I could tell from the start that the run was going to go well--my legs felt fine, and I just naturally settled into the right HR. I didn't look at my pace at all, and I only looked at my HR occasionally, because when I'm not feeling like the undead, I pretty much know how to run by effort. The only challenges were that a) it was hot and sunny by this point, and there's very little shade on this course, and b) we were so spread out that it was like 400 meters between every person I passed. But I was just so freaking chipper. I joked with people I passed, I did a little cabbage patching when I got to the covered bridge dance club, and I just kept focusing on the next person I could see in the distance. I was a little confused about how the course ended, and if there was a 6-mile marker I missed it, but I felt good enough to pick it up in the last couple miles. I sort of wish the people who were right ahead of me in the overall standings at the end had been actually right ahead of me, instead of way ahead of me since they started in earlier waves. I definitely had something left at the end physically, although mentally I was ready to be done--this is just kind of a long run for me. I ended up running 55:45, which is about 7:45 average (though my pace varied a lot, according to my splits, based on the topography), and good for 25th on the run.
Overall I finished in 33rd place, 2nd in my age group, which I was really psyched about until I realized there were only 3 of us in the 40-44 division. This was a really small race--more people did the sprint, and definitely fewer women opted for the olympic. But the good news is that my team swept our AG. Go us.

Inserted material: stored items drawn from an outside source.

PR #3003, opened 2019-03-26
Box briefly appears around recent search cell text if text itself is tapped

nambatee:
https://phabricator.wikimedia.org/T216221


joewalsh:
This is low impact enough we could probably pull it into 6.2.1, but let's confirm at planning

PR #3005, opened 2019-03-26
Fix clear formatting on headers

joewalsh:
As per discussion in weekly planning, this PR makes the clear formatting butting clear header markup when any part of a header is selected


tonisevener:
A couple of things I'm noticing - 

Article "Diamonds Are Forever"  - the first paragraph has remove markup disabled. Maybe related to that template embedded earlier in the line but formatting after the template should be removable.

Simulator Screen Shot - iPhone X - 2019-03-26 at 14 30 32

I see some characters removed when removing formatting. I tested on italics, bold, and links -
out

joewalsh:
@tonisevener the first issue I'm seeing on develop as well so I can file that as a follow-on issue. The second issue is definitely a regression caused by this PR and I've pushed a fix

joewalsh:
@tonisevener it looks like the first issue was caused by the template changes, so I reverted that and made disabling the clear formatting button in templates a follow on task: https://phabricator.wikimedia.org/T219321

PR #3008, opened 2019-03-28
Add animations to editing welcome screens

nambatee:
https://phabricator.wikimedia.org/T218381


tonisevener:
👏Looks great! I also tested a few simulators, only thing I found is if I rotate at just the right moment the papers get thrown off until you rotate again. It doesn't happen on the other animations. Maybe you could add one last check to move them to the destination origin after rotation if they don't seem to be in the expected place. Seems like an edge case though, not a big deal if there's not an easy way to fix.

rotation

nambatee:
thanks for catching that @tonisevener! can you reproduce it with the latest change?

nambatee:
also - updated an asset for the 3rd screen ("Cite reliable sources"), the old one had unnecessary shadow

tonisevener:
@nambatee looks good to me now! 👍

PR #3011, opened 2019-03-29
Remove Article Summary fetching from session, make separate Summary fetcher

joewalsh:
One of the bullet points in https://phabricator.wikimedia.org/T217411 

Ran benchmarking to confirm that summary parsing and updating is roughly the same speed, but reverted it it as I'm not sure we need to run it with every test pass. While going from JSON data --> codable ArticleSummary is 2x slower than JSON data --> [String: Any], the full process of parsing and updating the `WMFArticle` object is roughly the same.

Hold tag is pending 6.2.1 branch split so that develop can continue with 6.3 work.


joewalsh:
6.2.1 branch is split, merging

PR #3012, opened 2019-04-01
[Design bug] After using highlight to edit, the cursor is placed after the highlighted word

nambatee:
https://phabricator.wikimedia.org/T219521

### DIFF
--- a/www/codemirror/codemirror-editTextSelection.js
+++ b/www/codemirror/codemirror-editTextSelection.js
@@ -111,15 +111,6 @@ const getWikitextRangeToSelect = (wikitextBeforeSelection, wikitextSelection) =>
 
 const scrollToAndHighlightRange = (range, codemirror) => {
   codemirror.setSelection(range.from, range.to, {scroll: false})
-
-  let marker = null
-  marker = codemirror.markText(range.from, range.to, {
-    css: 'background-color: rgba(255, 204, 51, 0.4)', // Can use 'className' (vs 'css') if needed.
-    clearOnEnter: true,
-    inclusiveLeft: true,
-    inclusiveRight: true
-  })
-
   setTimeout(() => { // Slight pause needed to ensure keyboard height is accounted for.
     scrollRangeIntoViewIfNeeded(range.from, range.to)
   }, 250)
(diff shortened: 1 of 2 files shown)


Wikipedia/Code/SectionEditorViewController.swift
```diff
@@ -346,31 +341,26 @@ extension SectionEditorViewController: UIScrollViewDelegate {
...
+                self.needsSelectLastSelection = true
+                vc.theme = self.theme
+                vc.section = self.section
+                vc.wikitext = wikitext
+                vc.delegate = self
+                vc.funnel = self.editFunnel
+                self.navigationController?.pushViewController(vc, animated: true)
             }
-        } else {
-            let message = WMFLocalizedString("wikitext-preview-changes-none", value: "No changes were made to be previewed.", comment: "Alert text shown if no changes were made to be previewed.")
```
joewalsh: Seems like this should stay and at least do a string comparison to the original wikitext to verify that something was changed - currently it allows the user to go through the process and fails silently

nambatee: the `progressButton` should be disabled if no changes were made - what steps do you take to go through and fail silently?

www/codemirror/codemirror-editTextSelection.js
```diff
@@ -110,7 +110,7 @@ const getWikitextRangeToSelect = (wikitextBeforeSelection, wikitextSelection) =>
 }
 
 const scrollToAndHighlightRange = (range, codemirror) => {
-  codemirror.setCursor(range.to)
+  codemirror.setSelection(range.from, range.to, {scroll: false})
 
   let marker = null
   marker = codemirror.markText(range.from, range.to, {
```
joewalsh: `markText` can be removed since the text is highlighted by the selection now

nambatee: makes sense to me but given https://phabricator.wikimedia.org/T215448#5012000 - maybe we can remove it after confirming with Carolyn? I added a comment to the ticket https://phabricator.wikimedia.org/T219521#5075653

PR #3013, opened 2019-04-01
Check if wikitext was changed

nambatee:


Wikipedia/Code/SectionEditorViewController.swift
```diff
@@ -366,16 +364,16 @@ extension SectionEditorViewController: SectionEditorNavigationItemControllerDele
...
             }
-        } else {
-            let message = WMFLocalizedString("wikitext-preview-changes-none", value: "No changes were made to be previewed.", comment: "Alert text shown if no changes were made to be previewed.")
-            WMFAlertManager.sharedInstance.showAlert(message, sticky: false, dismissPreviousAlerts: true)
         }
     }
     
     func sectionEditorNavigationItemController(_ sectionEditorNavigationItemController: SectionEditorNavigationItemController, didTapCloseButton closeButton: UIBarButtonItem) {
-        delegate?.sectionEditorDidFinishEditing(self, withChanges: false)
+        delegate?.sectionEditorDidFinishEditing(self, withChanges: changesMade)
```
joewalsh: This will always be `false` unless the user taps "Next" before tapping close - would it make sense to `getWikitext` here and check if there were changes?

PR #3015, opened 2019-04-01
Add "Clear formatting" button to TextFormattingTableViewController

joewalsh:
https://phabricator.wikimedia.org/T215954#5069873


Wikipedia/Code/TextFormattingTableViewController.swift
```diff
@@ -65,6 +69,21 @@ class TextFormattingTableViewController: TextFormattingProvidingTableViewControl
...
+    
+    private func didSelectClearFormatting() {
+        guard clearFormatting.content.isEnabled else {
+            return
+        }
+        delegate?.textFormattingProvidingDidTapClearFormatting()
+    }
+    
+    private lazy var clearFormatting: Item = {
+        let content = Content(type: .destructiveAction, title: WMFLocalizedString("edit-text-clear-formatting", value: "Clear formatting", comment: "Title for the button that clears formatting from the selected range"), detailText: nil, customView: nil)
```
tonisevener: actually might want to have an accessibility label for this to indicate enabled or disabled. Right now in a disabled state VoiceOver just says "Clear formatting"

joewalsh: Good point! Fixed

PR #3016, opened 2019-04-01
As a user of the Find and Replace feature, I want an easy way to see that replace is working

nambatee:
https://phabricator.wikimedia.org/T219666

https://github.com/wikimedia/wikipedia-ios-codemirror/pull/11


Wikipedia/assets/codemirror/resources/addon/search/search.js
```diff
@@ -129,7 +129,23 @@
...
+      if (state.replacedMarkers) {
+        state.replacedMarkers.push(marker);
+      } else {
+        state.replacedMarkers = [marker];
+      }
+    }
+
+    function clearReplaced(state) {
+      if (state.replacedMarkers) {
+        state.replacedMarkers.forEach((marker) => { marker.clear() });
```
tonisevener: Might want to set replacedMarkers to [] here too, otherwise it'll build up.

nambatee: fixed

Wikipedia/assets/codemirror/resources/addon/search/search.js
```diff
@@ -301,14 +320,15 @@
...
           cm.isReplacing = false;
         }
       }
-      var doReplace = function(match) {
+      var doReplace = function(cm, state) {
         cursor.replace(replaceText);
+        markReplacedText(cm, cursor);
         advance(false);
-        var forceIncrement = replaceText.includes(query) || replaceText.lowercase == query.lowercase;
+        var forceIncrement = replaceText.includes(query) || replaceText.toLowerCase() === query.toLowerCase();
```
nambatee: Fixes wrong focus after single replace -
ezgif-4-953ae6f693aa

tonisevener: ahh good catch, thanks

PR #3026, opened 2019-04-05
Turning off Featured article cards in the feed causes Featured article widget to go blank

nambatee:
https://phabricator.wikimedia.org/T220252

### DIFF
--- a/FeaturedArticleWidget/FeaturedArticleWidget.swift
+++ b/FeaturedArticleWidget/FeaturedArticleWidget.swift
@@ -42,7 +42,7 @@ class FeaturedArticleWidget: UIViewController, NCWidgetProviding {
     }
     
     var article: WMFArticle? {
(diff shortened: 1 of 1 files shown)


FeaturedArticleWidget/FeaturedArticleWidget.swift
```diff
@@ -42,7 +42,7 @@ class FeaturedArticleWidget: UIViewController, NCWidgetProviding {
     }
     
     var article: WMFArticle? {
-        guard let featuredContentGroup = dataStore?.viewContext.newestVisibleGroup(of: .featuredArticle),
+        guard let featuredContentGroup = dataStore?.viewContext.newestGroup(of: .featuredArticle),
```
joewalsh: The filter was on newest visible in order to not show a card in the widget that was individually hidden in the feed by the user. Also, if a user has multiple languages and hides the featured cards of all but one, it would show the non-hidden language. Maybe this could fallback to `newestGroup` only if `newestVisibleGroup` is nil

PR #3027, opened 2019-04-06
Core Data performance

nambatee:
https://phabricator.wikimedia.org/T220605

It seems like linking all the contexts directly to the coordinator is slightly faster (~7%) than our current setup (main context directly linked to the coordinator, background contexts linked to the main context). However, the main problem with this approach is the lack of `NSManagedObjectContextDidSaveNotification` emitted by the main context when changes from background contexts get merged. We rely on those notifications in 2 places:
1) https://github.com/wikimedia/wikipedia-ios/blob/908bd09ae9e8c0907488512b149d5ce049c5a48d/Wikipedia/Code/MWKDataStore.m#L297 and
2) https://github.com/wikimedia/wikipedia-ios/blob/8a36013b3fafeb51558b444dd0de0814962c8fcb/WMF%20Framework/WMFExploreFeedContentController.m#L321
While applying Explore feed preferences in the second case could happen when view context changes, I'm sure not sure about the first case and other future cases that might call for `NSManagedObjectContextDidSaveNotification`.

Apart from this setup, I tested 2 other scenarios:
1) Current setup but without saving changes to the store via `backgroundContextDidSave` - ~4% worse than out current setup, fetches are slower.
2) Current setup but with an additional private context linking directly to the coordinator with the main context as its child - ~%1 worse than our current setup, fetches are slower.

Question:

Is it possible to rely on `NSManagedObjectContextDidChangeNotification` alone?


joewalsh:
For scenario 1. trying to merge from `NSManagedObjectContextDidChangeNotification` might be a problem because it's syncing the changes across processes (between the widgets and the app) and on `DidChange` the changes aren't in the persistent store. Could the data store and feed content controller listen for `DidSave` from any managed object context that's linked to the persistent store? Maybe data store handles listening to all relevant contexts, synchronizes for thread safety, and emits a separate notification that the persistent store did change.

Wikipedia/Code/MWKDataStore.m
```diff
@@ -467,10 +464,24 @@ - (void)migrateToQuadKeyLocationIfNecessaryWithCompletion:(nonnull void (^)(NSEr
 
 #pragma mark - Background Contexts
 
+- (void)backgroundContextDidSave:(NSNotification *)note {
+    dispatch_async(dispatch_get_main_queue(), ^{
```
joewalsh: It might be that this can't be async and should not allow this method to return until the information is read from the notification. Also, it'd be ideal if this didn't happen on the main thread and had access limited by a semaphore.

WMF Framework/WMFExploreFeedContentController.m
```diff
@@ -72,7 +72,7 @@ - (void)setOperationQueue:(NSOperationQueue *)operationQueue {
 - (void)setDataStore:(MWKDataStore *)dataStore {
     _dataStore = dataStore;
     self.exploreFeedPreferencesUpdateCoordinator = [[ExploreFeedPreferencesUpdateCoordinator alloc] initWithFeedContentController:self];
-    [[NSNotificationCenter defaultCenter] addObserver:self selector:@selector(viewContextDidSave:) name:NSManagedObjectContextDidSaveNotification object:self.dataStore.viewContext];
+    [[NSNotificationCenter defaultCenter] addObserver:self selector:@selector(feedImportContextDidSave:) name:WMFFeedImportContextDidSave object:nil];
```
joewalsh: Since the view context can also write changes to the PSC, it should be observed as well

Wikipedia/Code/MWKDataStore.m
```diff
@@ -480,23 +491,13 @@ - (void)performBackgroundCoreDataOperationOnATemporaryContext:(nonnull void (^)(
...
-        }
-    }];
-}
-
 - (NSManagedObjectContext *)feedImportContext {
     WMFAssertMainThread(@"feedImportContext must be created on the main thread");
     if (!_feedImportContext) {
         _feedImportContext = [[NSManagedObjectContext alloc] initWithConcurrencyType:NSPrivateQueueConcurrencyType];
-        _feedImportContext.parentContext = _viewContext;
+        _feedImportContext.persistentStoreCoordinator = _persistentStoreCoordinator;
```
joewalsh: Does this also need `automaticallyMergesChangesFromParent`?

Wikipedia/Code/MWKDataStore.m
```diff
@@ -467,10 +464,24 @@ - (void)migrateToQuadKeyLocationIfNecessaryWithCompletion:(nonnull void (^)(NSEr
...
+        [[NSNotificationCenter defaultCenter] postNotificationName:WMFFeedImportContextDidSave object:note.object userInfo:note.userInfo];
+        [self handleCrossProcessChangesFromContextDidSaveNotification:note];
+    });
+}
+
 - (void)performBackgroundCoreDataOperationOnATemporaryContext:(nonnull void (^)(NSManagedObjectContext *moc))mocBlock {
     WMFAssertMainThread(@"Background Core Data operations must be started from the main thread.");
     NSManagedObjectContext *backgroundContext = [[NSManagedObjectContext alloc] initWithConcurrencyType:NSPrivateQueueConcurrencyType];
-    backgroundContext.parentContext = _viewContext;
+    backgroundContext.persistentStoreCoordinator = _persistentStoreCoordinator;
```
joewalsh: Does this also need `automaticallyMergesChangesFromParent`?

nambatee:
1 known issue which could make this setup unviable has to do with too many `change` notifications being emitted, which causes too many reloads when toggling all cards of 1 type in the feed. I think it has to do with WMFContentGroup objects being refreshed when changes are merged from the store into viewContext via internal `mergeChanges(fromContextDidSave:)` (https://developer.apple.com/documentation/coredata/nsmanagedobjectcontext/1506606-mergechanges)

nambatee:
ready for review

PR #4114, opened 2022-02-01
Fix "Find in Page" bug introduced by iOS 15 accessibility

mcleinman:
**Phabricator:** https://phabricator.wikimedia.org/T292471

### Notes
* Confirmed that this bug is an Apple-side one. For some reason, if `Full Keyboard Access` in enabled within Accessibility settings, the IBAction `Editing Changed` for a UITextField is not called. We're using a simple workaround of manually setting an `editingChanged` target in code, and this is not affected by the bug. (The bug is not present in iOS 14.)
* Sample code that I'll be submitting to Apple: [SampleInputView.zip](https://github.com/wikimedia/wikipedia-ios/files/7975464/SampleInputView.zip)
* Further testing seems to show that this bug only exists for `UITextField`s within `inputAccessoryView`, so this is the only place this bug reveals itself in our app. Other `inputAccessoryView`s and other `UITextField`s do not have this issue.

### Test Steps
1. Turn on `Full Keyboard Access` accessibility setting on a device. (It isn't available on Simulator.)
2. Run app on a device. 
3. Ensure Find in Page works.
4. Ensure find/replace in editing works.

### DIFF
--- a/Wikipedia/Code/FindAndReplaceKeyboardBar.swift
+++ b/Wikipedia/Code/FindAndReplaceKeyboardBar.swift
@@ -116,6 +116,10 @@ final class FindAndReplaceKeyboardBar: UIInputView {
         updateShowingReplaceState()
         updateReplaceLabelState()
         updateReplaceButtonsState()
+
+        // See comment on findTextFieldTextChanged for why we use these.
+        findTextField.addTarget(self, action: #selector(findTextFieldTextChanged), for: .editingChanged)
+        replaceTextField.addTarget(self, action: #selector(replaceTextFieldTextChanged), for: .editingChanged)
     }
     
     override var intrinsicContentSize: CGSize {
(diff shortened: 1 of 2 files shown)


tonisevener (commented):
@mcleinman Awesome, thanks for digging into this one. This is definitely better now than not working at all, but I wanted to point out some strangeness I'm still seeing. It seems like the other input accessory view buttons do not react as long as the device keyboard is open. I wonder if it could be a similar issue that requires us to delete the `IBAction`s for those.

1. Go to an article view
2. Tap the Find button and type in a search term.
3. Notice the arrow up and arrow down buttons enable whenever results highlight, however they don't do anything when you tap them. The close button also has the same issue on, we can not exit Find mode.
4. Now tap "search" on the device keyboard OR scroll a little bit in the article to minimize the device keyboard.
5. Now the arrow up and down buttons work, as well as the X button.

There are similar issues in the Editing flow.

mcleinman:
> @mcleinman Awesome, thanks for digging into this one. This is definitely better now than not working at all, but I wanted to point out some strangeness I'm still seeing. It seems like the other input accessory view buttons do not react as long as the device keyboard is open. I wonder if it could be a similar issue that requires us to delete the `IBAction`s for those.
> 
>     1. Go to an article view
> 
>     2. Tap the Find button and type in a search term.
> 
>     3. Notice the arrow up and arrow down buttons enable whenever results highlight, however they don't do anything when you tap them. The close button also has the same issue on, we can not exit Find mode.
> 
>     4. Now tap "search" on the device keyboard OR scroll a little bit in the article to minimize the device keyboard.
> 
>     5. Now the arrow up and down buttons work, as well as the X button.
> 
> 
> There are similar issues in the Editing flow.

I did an audit to see if this was affecting buttons other input accessory views, and it was not. So I dug into it some more, and... This behavior was caused because the xib connects to the first responder, not the file's owner. Switching the connection to file's owner fixes the problem. (Still, since this is new behavior in iOS 15 I think this could be described as a regression.) 

I'm also backing out the change to the text fields, and properly connecting that piece as well.

mcleinman:
Closing this in favor of https://github.com/wikimedia/wikipedia-ios/pull/4120

PR #4118, opened 2022-02-07
Update NotificationServiceExtension deployment target to 13.0

tonisevener:
**Phabricator:** None

### Notes
I noticed the Notification Service Extension target had a deployment target set to 14.5, which I found odd. Updating to 13.0 to match everything else.

I don't have an iOS13 test device so I can't be sure if there was a bug with push notifications that this fixes.


staykids (approved):
Great catch! I also do not have a physical device still on iOS 13. I'll pull https://phabricator.wikimedia.org/T287310 back into Needs QA and specifically call this out.

PR #4122, opened 2022-02-10
T287970 mark as seen

mazevedofs:
**Phabricator:** https://phabricator.wikimedia.org/T287970

### Notes
* This PR adds the capability to mark notifications as seen from the app, replicating them to the web. As the user enters the notifications view, a call will be made to the notifications API and mark all notifications as seen unless a notifications inbox filter is applied.

### Test Steps
1. Be sure to have unseen notifications on a project. You can check it by going to the web and making sure the badge on the bell icon is red
2. On the iOS App, click on the notifications icon on the upper left corner of the Explore feed. Do not click on the notifications.
3. Go to the desktop version, and check if the badge is now grey.

### Screenshots/Videos
- Badge with unseen notifications
Screen Shot 2022-02-10 at 18 16 13

- Badge with seen and unread notifications
Screen Shot 2022-02-10 at 18 16 45


WMF Framework/Remote Notifications/RemoteNotificationsAPIController.swift
```diff
@@ -385,6 +443,15 @@ public class RemoteNotificationsAPIController: Fetcher {
                               "format": "json"]
             return dictionary
         }
+        
+        static func markAllAsSeen(project: RemoteNotificationsProject) -> Parameters? {
+            let dictionary = ["action": "echomarkseen",
+                              "all": "true",
```
tonisevener, line 449: I think you can remove this `"all": "true"` line.

WMF Framework/Remote Notifications/RemoteNotificationsController.swift
```diff
@@ -191,6 +196,26 @@ public enum RemoteNotificationsControllerError: Error {
         operationsController.markAllAsRead(languageLinkController: languageLinkController, completion: completion)
     }
     
+    /// Asks server to mark all notifications as seen for wikipedias that contain local unread notifications.
+    public func markAllAsSeen(completion: @escaping ((Result<Void, Error>) -> Void)) {
+        guard !areFiltersEnabled else {
+            return
```
tonisevener, line 202: I think it might be good practice to call the completion block here too, just for the sake of consistency. You could add a new case for it to `RemoteNotificationsControllerError` and pass that through like the guards below.

I'm a little torn because it's not _really_ an error, and not really a success either, but I think I lean more towards passing back an error in this case.

Wikipedia/Code/NotificationsCenterViewModel.swift
```diff
@@ -162,6 +162,18 @@ final class NotificationsCenterViewModel: NSObject {
         }
     }
     
+    func markAllAsSeen() {
+        remoteNotificationsController.markAllAsSeen { result in
+            switch result {
+            case let .failure(error):
+                DDLogError("Error marking all notifications as seen: \(error)")
```
tonisevener, line 169: You might want to skip this logging if the error is the new filters-enabled error you'll make, since it'll be a common path that's not actually a problem to need to know about.

tonisevener (changes requested):
@mazevedofs Great work! Just a couple of minor things from code review. I'll let you know if I find anything else after pulling and testing.

tonisevener (changes requested):
@mazevedofs thanks! The code looks good. I pulled it down and tested it this morning. I'd like us to do a few more tweaks here to make the mark as seen call a little more permissive. I think if the user is seeing any data, we go ahead and call mark as seen, even if they have filters on. But if they are seeing an empty state (which can happen due to filters or during an initial slow import), we prevent the call.

I took a crack at this in a `T287970-mark-as-seen-suggestions` branch [here](https://github.com/wikimedia/wikipedia-ios/commit/bc20ba6cf1affd285abdab2d4c8610edd89b7476). I ended up having to move more of the validation logic up a layer into `NotificationsCenterViewModel` since that's where we can check to see what's displaying screen via the model controller. Let me know what you think!

mazevedofs:
> @mazevedofs thanks! The code looks good. I pulled it down and tested it this morning. I'd like us to do a few more tweaks here to make the mark as seen call a little more permissive. I think if the user is seeing any data, we go ahead and call mark as seen, even if they have filters on. But if they are seeing an empty state (which can happen due to filters or during an initial slow import), we prevent the call.
> 
> I took a crack at this in a `T287970-mark-as-seen-suggestions` branch [here](https://github.com/wikimedia/wikipedia-ios/commit/bc20ba6cf1affd285abdab2d4c8610edd89b7476). I ended up having to move more of the validation logic up a layer into `NotificationsCenterViewModel` since that's where we can check to see what's displaying screen via the model controller. Let me know what you think!

@tonisevener I think it works best this way! Great catch with the verification for the empty states. I cherry-picked your commit onto this branch so we keep the git history

tonisevener (approved):

PR #4124, opened 2022-02-15
Notifications performance fix - cell heights

tonisevener:
**Phabricator:**
https://phabricator.wikimedia.org/T301837 (Part 1 of 3)

### Notes
When performance testing, I noticed the scroll view would start to lag when I reached around 3,000 notifications. I was testing on an iPhone 7, iOS 15.2.1. Leaning on any previously calculated heights in-memory seemed to fix it.

**Note:** The `notifications-performance-testing` branch is based off of `main` as it is now, plus one small loading tweak that's coming in a future PR. It is also set up to import around 10,000 mock notifications if you add 7+ app languages. Try that and scroll until 3,000 notifications have loaded in Notifications Center. It might be helpful to print out the index path in `willDisplayCell` on `NotifiationsCenterViewController` so you can see how many have loaded. You can also try tweaking the default `fetchLimit` parameter in `RemoteNotificationsController` to immediately fetch a lot of notifications without having to page.

### Test Steps
0. Pull the `notifications-performance-testing` branch down and cherry-pick this commit into it (do not push up this change though).
1. Open Notifications Center and scroll until 3,000 notifications have loaded. Confirm it still scrolls smoothly.
2. Background the app and change the user's dynamic type setting. Go back to Notifications Center. Confirm the cells resize properly to the new font size and it still scrolls smoothly.

### DIFF
--- a/Wikipedia/Code/NotificationsCenterView.swift
+++ b/Wikipedia/Code/NotificationsCenterView.swift
@@ -13,22 +13,11 @@ final class NotificationsCenterView: SetupView {
     // MARK: - Properties
 
 	lazy var collectionView: UICollectionView = {
-		let collectionView = UICollectionView(frame: .zero, collectionViewLayout: tableStyleLayout)
+		let collectionView = UICollectionView(frame: .zero, collectionViewLayout: tableStyleLayout())
 		collectionView.register(NotificationsCenterCell.self, forCellWithReuseIdentifier: NotificationsCenterCell.reuseIdentifier)
 		collectionView.alwaysBounceVertical = true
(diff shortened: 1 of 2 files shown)


staykids (approved):
👍🏽 I've scrolled 3-5k notifications a few times on my test iPhone 11 before and after applying this fix, but personally haven't encountered devastating scroll performance before or after. That said, it does have a perceivably more "buttery" scroll feel with this pre-calculated absolute height dimension approach. Another benefit is that we no longer run into that one little visual glitch where marking as read/unread would change the cell height slightly (to accommodate the updated header text font).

We ended up 2nd in the state club championship, losing to another local team that is ginormous. Here is our 2nd place trophy, stunningly displayed on the faux mosaic stool my daughter painted at camp last week:
I really, really wanted to beat that other team--they're just kind of a juggernaut. After the race I started shamelessly recruiting new team members for next year, because basically we just lost on participation. But our uniforms are better looking, so that's kind of a moral victory.